28歳まで彼を逆走させて、珠樹の想う様にしちゃうって素敵でしょう。

          お隣の小母さまが、お墓参りが何時でも出来る様に、近くにお墓を作りましたの。

    と、冗談めかしで話して下さいましたのよ。

          其れこそ冗談じゃ無いわよ。お墓やお寺さんや三途の川なんか私の意識の中には無いんですのよ。小母さまの頭に三途の川が浮かんだのでしょうね。

    其れをご近所に触れて歩くのはお辞めなさいと言って挙げたかったのよ。


   「 そうか、俺は変わった様に感じないのだがな。」

   「 凄いなんてじゃ無いのよ。元々私のタイプだったけど、お父さんって感じだったのよ。あら、怒らないのね。」

   「 偶には本音も聞きたいのさ。何たって畠山弥太郎と畠山珠樹だろう。ヘンなんだな。娘の名前を決めとこうとするのに、ドウしても珠樹がくっ付いて来るのさ。
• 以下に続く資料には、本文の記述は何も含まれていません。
PR #2873, opened 2020-11-19
Add erl option for reading config from file descriptor

kjellwinblad:
Make it possibe for users to specify the option "-configfd FD" when
executing the erl command. When this option is given the system will
try to read and parse configuration parameters from the file
descriptor. At the moment the only configuration format that is
supported is the format that is supported when using the -config
option.

TODO:

* Test that it works correctly on windows


erts/emulator/nifs/common/prim_file_nif.c
```diff
@@ -521,6 +524,61 @@ static ERL_NIF_TERM open_nif(ErlNifEnv *env, int argc, const ERL_NIF_TERM argv[]
...
+     * blocking operation which must not be done in the GC callback, and we
+     * can't defer it as the resource is gone as soon as it returns.
+     *
+     * We instead keep the resource alive until efile_close is called, after
+     * which it's safe to leave things to the GC. If the controlling process
+     * were to die before the user had a chance to close their file, the above
+     * monitor will tell the erts_prim_file process to close it for them. */
+    result = enif_make_resource(env, d);
+
+    return enif_make_tuple2(env, am_ok, result);
```
jhogberg, line 579: Consider sharing this part with `open_nif`, I think it's a bit too tricky to duplicate.

erts/emulator/nifs/win32/win_prim_file.c
```diff
@@ -491,6 +491,42 @@ posix_errno_t efile_open(const efile_path_t *path, enum efile_modes_t modes,
     }
 }
 
+posix_errno_t efile_from_fd(int fd,
+                            enum efile_modes_t modes,
+                            ErlNifResourceType *nif_type,
+                            efile_data_t **d) {
+    HANDLE handle;
+
+    handle = (HANDLE)_get_osfhandle(fd);
```
jhogberg, line 500: `_get_osfhandle` invokes the invalid parameter handler when `fd` is invalid, which crashes in debug builds. I'll try to find a workaround that doesn't involve disabling the handler.

erts/emulator/nifs/common/prim_file_nif.c
```diff
@@ -521,6 +524,61 @@ static ERL_NIF_TERM open_nif(ErlNifEnv *env, int argc, const ERL_NIF_TERM argv[]
...
+    ASSERT(argc == 2);
+    if(!enif_is_list(env, argv[1])) {
+        return enif_make_badarg(env);
+    }
+
+    if(!enif_is_number(env, argv[0])) {
+        return enif_make_badarg(env);
+    }
+
+    modes = efile_translate_modelist(env, argv[1]);
```
jhogberg, line 545: The `fd` is already open, why require a mode list?

lib/kernel/src/application_controller.erl
```diff
@@ -1799,48 +1805,99 @@ do_config_diff([{Env, Value} | AppEnvNow], AppEnvBefore, {Changed, New}) ->
...
+                    NewEnv
+            end;
+        {error, {Line, _Mod, Str}} ->
+            throw({error, {FName, Line, Str}})
+    end;
+conf_param_to_conf({configfd, FileDescStrP}) ->
+    FileDescStr = unicode:characters_to_nfc_list(FileDescStrP),
+    IsDigit = fun(C) -> lists:member(C, "0123456789") end,
+    FileDesc =
+        try list_to_integer(lists:takewhile(IsDigit, FileDescStr))
```
jhogberg, line 1840: Since you're doing `dropwhile/2` later on, why not `partition/2` instead?

lib/kernel/src/application_controller.erl
```diff
@@ -1799,48 +1805,99 @@ do_config_diff([{Env, Value} | AppEnvNow], AppEnvBefore, {Changed, New}) ->
...
+        catch
+            error:badarg ->
+                throw({error, {file_descriptor,
+                               FileDescStr,
+                               invalid_file_desc,
+                               "The given file descriptor has incorrect format. "
+                               "The format should be \"FileDescId[.FileType]\". "
+                               "Examples: 3 or 3.config"}})
```
jhogberg, line 1848: The documentation for this option doesn't mention trailing `.config`

Out of curiosity, what's the reason for allowing it?

erts/emulator/nifs/win32/win_prim_file.c
jhogberg: There doesn't seem to be a straightforward way to do this, so I think it's best to disable the handler temporarily just for this call.

https://docs.microsoft.com/en-us/cpp/c-runtime-library/reference/set-invalid-parameter-handler-set-thread-local-invalid-parameter-handler?view=msvc-160

erts/emulator/nifs/win32/win_prim_file.c
```diff
@@ -491,6 +491,42 @@ posix_errno_t efile_open(const efile_path_t *path, enum efile_modes_t modes,
...
+
+    if(handle != INVALID_HANDLE_VALUE) {
```
jhogberg, line 502: You should check for `-2` as well.

https://docs.microsoft.com/en-us/cpp/c-runtime-library/reference/get-osfhandle?view=msvc-160

erts/emulator/nifs/win32/win_prim_file.c
```diff
@@ -491,6 +491,42 @@ posix_errno_t efile_open(const efile_path_t *path, enum efile_modes_t modes,
...
+            return ENOTDIR;
+        }
+
+        /* We could check if handle has read and write permissions that
+         * correspond to the modes parameter here. However, how to do this
+         * does not seem to be very well documented and is not necessary
+         * for the current usage. */
+
+        w = (efile_win_t*)enif_alloc_resource(nif_type, sizeof(efile_win_t));
+        w->handle = handle;
```
jhogberg, line 517: You need to mark the resource as having been created from a file descriptor, and store the original fd so it can be `_close`d. The documentation says we can't call `CloseHandle` on these.

lib/kernel/src/application_controller.erl
```diff
@@ -1910,6 +2001,59 @@ scan_file(Str) ->
...
+                            MaxSizeBytes) ->
+    ReadLimit = 1024,
+    Read =
+        fun Read(Ref, _Fd, _Data, DataSize) when DataSize > MaxSizeBytes ->
+                Reason = io_lib:format("Max size ~w bytes exceeded",
+                                       [MaxSizeBytes]),
+                {Ref, error, Reason};
+            Read(Ref, Fd, Data, DataSize) ->
+                case file:read(Fd, ReadLimit) of
+                    eof ->
```
josevalim, line 2015: What happens when we are at the end of the file descriptor but the OS or the parent program did not finish writing to it? Does it return `eof`? Does it block? Depending on the behavior, we can get nondeterministic behavior where the configuration will only succeed if whoever is writing it has written it quick enough.

In any case, the fd to file descriptor functionality is really neat! I can't wait to play with it as an alternative to the current port-based one, which buffers all input and can be problematic in some cases.

lib/kernel/src/application_controller.erl
```diff
@@ -1910,6 +2001,59 @@ scan_file(Str) ->
...
+                        {Ref, ok, Data};
+                    {ok, Bin} ->
+                        Read(Ref, Fd, [Data, Bin], DataSize + byte_size(Bin));
+                    {error, Reason} ->
+                        {Ref, error, Reason}
+                end
+        end,
+    Reciver = self(),
```
josevalim, line 2023: Small nitpick: "Reciver" -> "Receiver".

lib/kernel/src/application_controller.erl
garazdawi: The `.config` suffix is part of future extensions to the format of the config files. It does not have to be part of this PR, but we decided that it may as well so that all functionality is added in one place.

lrascao:
I'm curious on the use case behind this feature, maybe this PR could contain a small explanation as to why this is handy

josevalim:
@lrascao my understanding is that, if you want to dynamically configure the Erlang VM in production (for example, imagine you run an escript or bash or whatever to emit a configuration file), you need to write those files to disk but that's an issue in read-only file systems. This allows someone to pipe the configuration to the VM using -configfd 0 or similar.

lrascao:
@josevalim makes sense, never considered/came across the read-only scenario really, thanks

erts/emulator/nifs/common/prim_file_nif.c
kjellwinblad: I thought it could be useful to check that the FD has the expected access flags but I have now realized that one does not get much benefit from that (at least not in how it is used now) as one will notice that anyway when one starts to use the file descriptor. So I think I will remove the mode list parameter.

lib/kernel/src/application_controller.erl
kjellwinblad: That's a good suggestion. I was not familiar with `partition/2` but I have now looked it up and I think it fits very well here.

erts/emulator/nifs/win32/win_prim_file.c
kjellwinblad: Thanks, I should have noticed that text in the note.

lib/kernel/src/application_controller.erl
jhogberg: Err, sorry, `splitwith/2`

erts/emulator/nifs/win32/win_prim_file.c
kjellwinblad: Thanks again, I will fix that.

lib/kernel/src/application_controller.erl
kjellwinblad: Thanks for the question. Yes, `file:read/2` will block and does not return `eof` unless the the OS or the parent program has finished writing to it. However, we can still get the nondeterministic behavior that you describe as there is currently a timeout for reading a configuration from a file descriptor see [here](https://github.com/erlang/otp/pull/2873/files/099232f6de906f05664031b05ac1327a9bc1be2b#diff-2e7a405caf2dc0b5e567c6f01d62ad4b37ef9e517976ffc02c716900f2c87a9fR2046). This is meant as a feature to prevent `erl` from getting struck when reading a configuration from a file descriptor that never ends or is extremely slow. Currently, this timeout is set to two seconds.  If it times out, an error message describing what went wrong will be printed. Perhaps two seconds is too short? Do you think a timeout does more harm than good?

erts/doc/src/erl_cmd.xml
```diff
@@ -216,6 +216,39 @@
...
+$ <input>echo '[{kernel, [{logger_level, error}]}].' > test2.config</input>
+$ <input>erl \
+-noshell \
+-configfd 3 \
+-configfd 4 \
+-eval \
+'io:format("~p~n",[application:get_env(kernel, logger_level)]),erlang:halt()' \
+3&lt; test1.config 4&lt; test2.config</input>
+{ok,error}
+</pre>
```
ferd, line 249: Is there any expected order for configs to be read? Is it `-config` first then `-configfd` entries in declaration order? The base config option can also refer to other config files.

Also what's the merge policy? You mention in the example setting `kernel.logger_level` twice, but what if one of the FDs is a setting of the logger and another one is say, shell history? Are they properly merged within each app definition, or are the setting per-app?

erts/etc/common/erlexec.c
```diff
@@ -651,6 +646,16 @@ int main(int argc, char **argv)
                         } while ((i+1) < argc && argv[i+1][0] != '-' && argv[i+1][0] != '+');
 		    }
 #endif
+                    else if (strcmp(argv[i], "-configfd") == 0) {
+                        if (i+1 >= argc)
+ 			    usage("-configfd");
+                        if ( strcmp(argv[i+1], "0") != 0 ) {
+			    add_arg(argv[i]);
+                        } else {
+                            add_args("-noshell", "-noinput", NULL);
```
ferd, line 655: Any checks required for someone setting it to 1?

lib/kernel/src/application_controller.erl
josevalim: I think a timeout is welcome but 2 seconds seems to be too low? Maybe someone is curling an internal endpoint or a service for this config and I can see it taking a bit more than that.I would go with 10 seconds or similar, enough to prevent hiccups but providing relatively soon feedback if something went wrong. But this is just gut feeling, so your guess is as good as mine. :)

erts/emulator/nifs/common/prim_file_nif.c
kjellwinblad: You are right. It is much cleaner to break this out to a helper function.

lib/kernel/src/application_controller.erl
```diff
@@ -1799,48 +1805,99 @@ do_config_diff([{Env, Value} | AppEnvNow], AppEnvBefore, {Changed, New}) ->
...
+                          BFName ++ ".config"),
+    case load_file(FName) of
+        {ok, NewEnv} ->
+            %% OTP-4867 sys.config may now contain names of other
+            %% .config files as well as configuration parameters.
+            %% Therefore read and merge contents.
+            if
+                BFName =:= "sys" ->
+                    DName = filename:dirname(FName),
+                    {ok, SysEnv, Errors} =
```
tsloughter, line 1820: So including additional config files in a config is still restricted to only a file named `sys.config` and thus looks like its not supported in the config passed with `configfd`?

garazdawi: The problem is that we do not know where to look for the extra files when using `-configfd`. For `sys.config` it looks in the same directory as `sys.config`. I suppose if we could do it if we only allow absolute file names, or if we make the paths relative to the emulators cwd.

erts/doc/src/erl_cmd.xml
garazdawi: > Is there any expected order for configs to be read? Is it -config first then -configfd entries in declaration order?

The order is as declared on the command line. So `-config a -configfd 1 -config b` would read a.config, then fd 1, then b.config. However, `erl -kernel logger_level all` will always override anything given in a config file.

> Also what's the merge policy? You mention in the example setting kernel.logger_level twice, but what if one of the FDs is a setting of the logger and another one is say, shell history? Are they properly merged within each app definition, or are the settings per-app?

The merge policy is per configuration parameter, which is the same as today if you give many `-config`.

lib/kernel/src/application_controller.erl
tsloughter: Ah, didn't think about that. If it was done I would go for relative to the root of the current version of the release. So a config file in `releases/VSN/` can be referenced with `./`.

lib/kernel/src/application_controller.erl
kjellwinblad: You are right. `partion/2` does not do the right thing but `splitwith/2` does.

erts/etc/common/erlexec.c
kjellwinblad: Thanks for the question! Standard input (file descriptor 0) is a special case because the Erlang runtime system automatically tries to buffer its contents, if the user has not specified `-noinput`. This buffering conflicts with reading configuration data from file descriptor 0. There is no such conflict for 1 ( standard output) and 2 (standard error) so no checks are necessary for these file descriptors. However, the Erlang system will not be able to print to standard output if 1 is used as a configuration file descriptor (a configuration file descriptor is closed after the configuration has been read) so it is probably not a good idea to use 1 and 2 as arguments to `-configfd` in most cases.

erts/emulator/nifs/win32/win_prim_file.c
kjellwinblad: Thanks, I will disable the handler temporary.

kjellwinblad: Fixed: 62a29aa

erts/emulator/nifs/win32/win_prim_file.c
kjellwinblad: Fixed: 62a29aa

erts/emulator/nifs/win32/win_prim_file.c
kjellwinblad: Fixed: 62a29aa, 9472dbe

lib/kernel/src/application_controller.erl
kjellwinblad: Thanks for seeing this!

lib/kernel/src/application_controller.erl
garazdawi: We will add so that it will look for other files in `releases/VSN` if running in a release. Is there anywhere else that this could be used within relx/rebar3 so that more directories need to be added?

erts/etc/common/erlexec.c
ferd: Yeah sounds like something we'd want to put in docs, since I assume that using these values means we can't warn (either to display the fd0 warning, or to show warnings about fd1 or fd2 themselves)

lib/kernel/src/application_controller.erl
ferd: Not in what we natively support, but I could expect someone to use /tmp mounted to a ramfs or tmpfs partition to get writeable configs going in some embedded environments where they want to generate the script without doing it with fds. 

I would possibly assume something like:

1. start with the cwd of the release
2. look in the directory of the first config file passed

To be fair though, this is quickly becoming hella obtuse and I don't think it would be mandatory to support all of that as of today since I'm not sure we even do right now and people can still use absolute filenames for that.

garazdawi: > To be fair though, this is quickly becoming hella obtuse and I don't think it would be mandatory to support all of that as of today since I'm not sure we even do right now and people can still use absolute filenames for that.

Hmm, yes that is true. Maybe it is enough to only support absolute paths?

For releases I suppose they could use `$PWD/release/$VSN/` in the sys.config.src for any files that they need to include.

ferd: I'd make a non-absolute path relative to the release's ROOTDIR (or whatever it is we do today), and absolute has no problem regardless. That way you support both instantly.

tsloughter: Will environment variables work when used in a config file?

I would suggest doing the releases dir and absolute, I think that is enough and not going to be confusing.

erts/etc/common/erlexec.c
kjellwinblad: I agree. I will write something in the documentation to warn users about using fd0, fd1 and fd2. I don't understand what you mean with "either to display the fd0 warning" . What is the fd0 warning?

ferd: Uh my bad. I misremembered a warning about fd0, but it was only in docs.

lib/kernel/src/application_controller.erl
garazdawi: > Will environment variables work when used in a config file?

They will work as before, i.e. not at all. I was talking about the way relx helps with `extended_bin`.

> I would suggest doing the releases dir and absolute, I think that is enough and not going to be confusing.

Agreed.

erts/doc/src/erl_cmd.xml
kjellwinblad: I have added a description of the merge policy to the documentation.

See:

https://github.com/erlang/otp/pull/2873/commits/ee2920a5daac95f80e2b522db62acb7a3fc36d39#diff-b4ce526e7b5c99616ffad3906c61ed3f879a8290d5728b1926e991ca790e7f8eR43

erts/etc/common/erlexec.c
kjellwinblad: I have added a note in the documentation for `-configfd` about fd1 and fd2:

See: https://github.com/erlang/otp/commit/ee2920a5daac95f80e2b522db62acb7a3fc36d39#diff-9b388e03a9038a603ba9d7c1d1cb04d38bbdd341f4ef7b4a8452306d8fe8fb79R251

lib/kernel/src/application_controller.erl
kjellwinblad: I have decided to log warnings if a file descriptor is slow instead of timing out (after discussing this with other members of the Ericsson Erlang/OTP team). This approach does not cause any problems for users with very slow file descriptors but can still give the users feedback if they pass broken file descriptors.

See: https://github.com/erlang/otp/pull/2873/commits/fffa1a550e658950d1b9f667873de1f257cc973a

lib/kernel/src/application_controller.erl
garazdawi: So, when looking at implementing looking for config files in release dir we realized that we do not know what the release dir is when starting erlang. The release dir can be set using a sasl configuration parameter, which is not available during boot.

So I think that for now, we will have to make do with absolute paths and if really needed we need to add some command-line option to set the cwd for configfd config.

tsloughter: Does it know the location of the boot script being run?

garazdawi: Yes it does, that may work as an indicator...

tsloughter: Yea, in the case of relx generated releases that will be the same as the release dir `releases/VSN/`. Obviously it isn't guaranteed to be the same but if its documented as "cwd is the directory of the boot script being booted" instead of "the release directory" I'd think it would be fine.

ferd: One thing to note is that release_handler assumes a very specific path, and if you change it (unless the SASL thing you mentioned allows changes), relups start breaking. See https://bugs.erlang.org/browse/ERL-715

For the time being, assuming any other directory for configs sounds dangerous because it just breaks OTP functionality to change it, and as far as I know this isn't documented anywhere but has been in forever.

garazdawi: Yes, release upgrades will not work with `configfd` style config for the new version. I was thinking that maybe it would be a good idea to allow release handler to take the contents of a config file as an argument when doing an upgrade that does not involve en emulator restart. When doing an emulator restart, the heart command will have to deal with supplying the correct `-configfd` setup.

kjellwinblad: I have added support for including files. If a file path is relative, the path will first be searched relative to the directory where the boot script is located and then relative to the current working directory of the emulator.

lib/kernel/src/application_controller.erl
```diff
@@ -2015,6 +2015,7 @@ read_fd_until_end_and_close(FileDescriptorId,
                             TimeBetweenWarningsMilliseconds,
                             MaxSizeBytes) ->
     ReadLimit = 1024,
+    OSType = element(1, erlang:system_info(os_type)),
```
jhogberg, line 2018:
```suggestion
    {OSFamily, _} = os:type(),
```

男だったら二世だとかジュニアとするのも有るらしいが、俺は好きじゃ無いんだ。何も親の七光りを被せとく事は無いだろう。珠樹はお前独りにしときたいのさ。」

   「 共立ではカビが生えた珠樹は嫌でしたので、緑で通したのよ。

           岩崎みどりだと年増の歌手の様に聞こえるでしょう。聖心では珠樹で通したのよ。勝さんの留め名を使うのって貴男好みでスキじゃ無かったのよ。
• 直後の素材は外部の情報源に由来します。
PR #2875, opened 2020-11-19
ssl: Improve active emulation

IngelaAndin:
If using active once sockets and the socket is closed and all data is already
delivered it is desirable that ssl:setopts(S, [{active, once}] shall succeed
and an active close message be sent instead of ssl:setopts returning {error, closed}
This how gen_tcp/inet behaves.

Example of client side:

> {ok, S} = ssl:connect("localhost", 9999, [{active, false}]).
{ok,{sslsocket,{gen_tcp,#Port<0.10>,tls_connection,
                        undefined},
               [<0.120.0>,<0.119.0>]}}
> ssl:setopts(S, [{active, once}]).
ok
> flush().
Shell got {ssl,{sslsocket,{gen_tcp,#Port<0.10>,tls_connection,undefined},
                          [<0.120.0>,<0.119.0>]},
               "foo"}
ok
> ssl:setopts(S, [{active, once}]).
ok
> flush().
Shell got {ssl_closed,
              {sslsocket,
                  {gen_tcp,#Port<0.10>,tls_connection,undefined},
                  [<0.120.0>,<0.119.0>]}}
ok
> ssl:setopts(S, [{active, once}]).
{error,closed}
> flush().
ok

### DIFF
--- a/lib/ssl/src/ssl_connection.erl
+++ b/lib/ssl/src/ssl_connection.erl
@@ -2898,13 +2898,13 @@ ssl_options_list([{Key, Value}|T], Acc) ->
 handle_active_option(false, connection = StateName, To, Reply, State) ->
     hibernate_after(StateName, State, [{reply, To, Reply}]);
 
-handle_active_option(_, connection = StateName, To, _Reply, #state{static_env = #static_env{role = Role},
+handle_active_option(_, connection = StateName, To, Reply, #state{static_env = #static_env{role = Role},
                                                                    connection_env = #connection_env{terminated = true},
                                                                    user_data_buffer = {_,0,_}} = State) ->
     Alert = ?ALERT_REC(?FATAL, ?CLOSE_NOTIFY, all_data_deliverd),
     handle_normal_shutdown(Alert#alert{role = Role}, StateName, 
                            State#state{start_or_recv_from = To}),
-    {stop,{shutdown, peer_close}, State};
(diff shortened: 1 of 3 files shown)


IngelaAndin:
Updated implementation to avoid busy loop waiting.

bmk:
Is it necessarily a good idea to be "compatible" with gen_tcp?
What if you want to start using 'socket' directly?

IngelaAndin:
We would still want to have the active option even if we start using socket directly. However the user can should not count on that ssl:setopts will always return ok, neither does inet:setopts.  But as we anyway need the mechanism for the connection process to linger after the internal socket is closed by the peer, as there might be more data to deliver, we might as well linger so that we can send a close message to the processes doing ssl:setopts(S, [{active, once}]).  I think it is the least surprising thing to do.

bmk:
I was only talking about the gen_tcp behaviour "emulation" in this case.
Having an active feature is fine, since its conventent.
I think my point was that ok does not mean ok in that case. The actual result may instead come at "some" later time.

IngelaAndin:
I would find it more surprising if setopts returns {error, closed}  and then you get a closed message too.

bmk:
Ok. I thought we where discussing *either* alt A or alt B not both.

peterdmv (approved):

bmk (approved):

PR #4632, opened 2021-03-16
Inform on how an end_per_testcase crash affects test results

### LINKED ISSUE #4617: ct: failing end_per_testcase not failing test
Using Common Test, a test gets an OK result even if its corresponding `end_per_testcase` fails. Is this by design? It may be, since the report shows the error as "WARNING: end_per_testcase thrown! WARNING: end_per_testcase failed!", but... the result is still OK (with time "Died"), which is not useful if, say, you're running tests in CI.

Should https://erlang.org/doc/man/ct_suite.html#Module:end_per_testcase-2 make this more explicit? This is what it states (among other things), at the moment: "By returning {fail, Reason}, TestCase is marked as faulty (even though it was successful in the sense that it returned a value instead of terminating).".

paulo-ferraz-oliveira:
Closes #4617.

cc: @IngelaAndin

### DIFF
--- a/lib/common_test/doc/src/write_test_chapter.xml
+++ b/lib/common_test/doc/src/write_test_chapter.xml
@@ -11,7 +11,7 @@
       Licensed under the Apache License, Version 2.0 (the "License");
       you may not use this file except in compliance with the License.
       You may obtain a copy of the License at
- 
+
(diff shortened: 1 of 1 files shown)


paulo-ferraz-oliveira:
Oh, cool. Thanks.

    だって其うでしょう。貴男が着いて廻ってる様に感じてたんですもの。」


   「 今更換え様が無いだろう。芸者名は置屋が預かる決まりに成ってるのさ。そりゃ江戸時代からの花街だから、中には小万だとか万子なんて名前も預かってたのさ。

          好いんだよ、好きな名前にすることも出来るんだが、他の置屋で留め名に成ってたら買い取らなくては為らないのさ。勝が態々留め名にしたってのは、死んでからも自分の物にしときたいって姑息な思惑が見え隠れして居るだろう。
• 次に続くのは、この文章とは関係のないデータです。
Issue #4624, opened 2021-03-14
Many error checks in erlexec.c are ineffective since OTP 22.1


JeromeDeBretagne:
**Describe the bug**
Looking at the source code from [erlexec.c](https://github.com/erlang/otp/blob/master/erts/etc/common/erlexec.c), some user input mistakes should be detected and should raise an error message, but currently they are not working as intended.

For instance here is the error check for the "-name" option (but there are many other similar ones) :
https://github.com/erlang/otp/blob/master/erts/etc/common/erlexec.c#L733-L735
```
		    if (strcmp(argv[i], "-name") == 0) { /* -name NAME */
			if (i+1 >= argc) <====================== This check is broken
			    usage("-name");
```

**To Reproduce**
$ erl -name
Erlang/OTP [...]

Eshell Vx.y.z  (abort with ^G)
1> 

**Expected behavior**
$ erl -name
Missing argument(s) for '-name'.
Usage: erl ...

**Affected versions**
@garazdawi my guess is that a regression was introduced by this commit https://github.com/erlang/otp/commit/889cc75f40c74ee574b0943524df4f786371efaf from June 2019 as it introduced an extra "--" separator thus incrementing argc, so I would say since OTP 22.1

**Additional context**
I've indeed found that there is an extra "--" argument by adding some debug code.

EDIT: The issue actually happens when an ERL_*FLAGS environment variable is set, cf. https://github.com/erlang/otp/issues/4624#issuecomment-801135677

garazdawi:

    勝って男は武士では無かったのだな。苗字帯刀も許され無い小吉って下働きの男だったのさ。其れがチャンバラの素質を見込まれて、勝の家の養子として海舟って名前に変えたのさ。元々は下司の男だから――――」

   「 ストップよ。其れを言ったら私だってしがない育ちの娘なのよ。」

   「 待て待て、其れは違うぞ。俺が育ちなんか言った事は無かっただろう。千住警察でお母上と対面した時に驚いたんだ。美しいのはお前にそっくりだったな。だが100%生き抜いた想いが全身に溢れてたんだ。両手首の包帯が全てを語って居たな。だから湯殿の飛ばしっこもお前の自然児其のままだったのさ。怒るなって言ってるだろう。」


    「 あら、怒ってなんか居ませんのよ。娘が遣りたいって言ったら遣らせて挙げる心算ですのよ。今でも貴男って素敵なんですもの。あの時は1メーターも飛ばなかったのに、珠樹と二人で合作したら今では唐紙だってぶち抜けるんじゃないかと思うんですもの。イヤだわ、おしっこなんですのよ。ストレートにぶち抜くのは珠樹1人にしといて下さいな。

          孫が生まれて育って貴男に似た男の子が生まれるまでは頑張る心算なんですのよ。貴男に負けない様にね。」

        あら、いけないかしら。私たち自由でオープンに暮らしてますのよ。ですから内緒にする事って夜の夜伽だけなんですのよ。おしっこの飛ばしっこはズート続けますのよ。オママゴトの続きとしてね。